As we can see, we were able to extract the file name and extension separately, leaving behind the separating dot.
Replacing Text Using Regular Expressions in C#
We can use the Regex.Replace()
method to replace all matches of our expression in a sample string with some fixed string:
var regex = new Regex(@"</?\w+>"); var result = regex.Replace("<b>Hello, <i>world</i></b>", string.Empty); Assert.Equal("Hello, world", result);
This time, our task is to remove all the HTML tags from the input text.
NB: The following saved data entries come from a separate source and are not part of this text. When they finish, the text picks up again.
PR #216, opened 2022-06-02
Allow adding locations on the web.

xPolar:
Closes ENG-108 on linear.


Brendonovich:
Adding locations on web will require more than just adding a file browser, since what it actually should do is add a location from the node that the interface is connected to, not from the device that is displaying the interface. This will require fetching the files that are available on the server, displaying them in a custom file picker in the interface and performing the same operation as the desktop.

PR #220, opened 2022-06-02
fix: disappearing icons

benja:
**Problem**
The folder icon uses a gradient which requires an ID so that the path element can use it as a reference when using `fill`. However, we use these SVGs in a lot of places, meaning we have duplicate instances of the same gradient definition. This causes problems in browsers where icons might not render properly from time to time. 

**Solution**
To solve this, I first attempted playing around with the [Shadow DOM](https://developer.mozilla.org/en-US/docs/Web/Web_Components/Using_shadow_DOM) to keep using SVGs directly as React components, but with the benefit of residing inside a fully encapsulated environment where styles and IDs don't leak outside. However, I wasn't very successful with this so I ended up sourcing the SVGs as images to avoid the id collisions.

The icons seem to behave the same, so I don't have any immediate concerns with this solution. Feel free to let me know if anyone has any objections.

_[SVGO](https://react-svgr.com/docs/options/#svgo) should automatically prefix ids to help avoid collisions like these, but that didn't seem to do work, so I moved away from trying to transform the SVG through svgr to create unique IDs per instance. However, this solution is still open if we want to keep using svgs over image elements, but would require a bit more hacking._ 

Image showcasing folder icons with gradients

### DIFF
--- a/apps/landing/src/pages/roadmap.tsx
+++ b/apps/landing/src/pages/roadmap.tsx
@@ -2,7 +2,7 @@ import React from 'react';
 import { Helmet } from 'react-helmet';
 import { ReactComponent as Content } from '~/docs/product/roadmap.md';
 
-import folderSvg from '../../../../packages/interface/src/assets/svg/folder.svg';
+import { Folder } from '../../../../packages/interface/src/components/icons/Folder';
 import Markdown from '../components/Markdown';
 
 function Page() {
@@ -13,7 +13,7 @@ function Page() {
 				<meta name="description" content="What can Spacedrive do?" />
 			</Helmet>
 			<div className="w-24 mb-10">
-				<img src={folderSvg} alt="Folder icon" />
+				<Folder />
 			</div>
 			<Content />
 		</Markdown>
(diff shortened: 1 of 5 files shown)


apps/landing/src/pages/roadmap.tsx
```diff
@@ -13,7 +13,7 @@ function Page() {
 				<meta name="description" content="What can Spacedrive do?" />
 			</Helmet>
 			<div className="w-24 mb-10">
-				<Folder className="" />
+				<img src={folderSvg} alt="Folder icon" />
```
Brendonovich, line 16: It would be nice to still have a `Folder` icon component rather than using raw images everywhere, since that way the alt text would be standardised.

Brendonovich (changes requested):

apps/landing/src/pages/roadmap.tsx
benja: Went right above my head to componentize this `img` element being used everywhere, but that makes a lot more sense to do! I've pushed a commit with those changes now.

Brendonovich (approved):

PR #227, opened 2022-06-07
Remove jobs tab from landing.

xPolar:
Removes jobs tab from landing as it is currently 404ing.


apps/landing/src/components/NavBar.tsx
```diff
@@ -64,7 +64,7 @@ export default function NavBar() {
 					<NavLink link="https://spacedrive.hashnode.dev">Blog</NavLink>
 					{/* <NavLink link="/change-log">Changelog</NavLink>
           <NavLink link="/privacy">Privacy</NavLink> */}
-					<NavLink link="/jobs">Jobs</NavLink>
+					{/* <NavLink link="/jobs">Jobs</NavLink> */}
```
maxichrome, line 67:
```suggestion

```

maxichrome (changes requested):
On the back of what @benja commented, here's a quick suggestion so I can apply the patch and merge that version:

maxichrome (approved):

For that, we build an expression that matches the literal opening angle bracket <
. Then, an optional forward slash /?
one or more letters or digits \w+
and, finally, a literal closing angle bracket >
.
Now, we can call the Replace
method on any sample string containing HTML tags and pass a string.Empty
as the second parameter. Since our regex matches every HTML tag in the text, the resulting string will have all of them removed.
Conclusion
In this article, we have learned how to build simple regular expressions in C# using character classes, anchors, and quantifiers. At the same time, we used methods and properties in the Regex
class to create C# code that works with regular expressions.
The concepts we discussed will help us deal with many common string parsing scenarios like user input validation.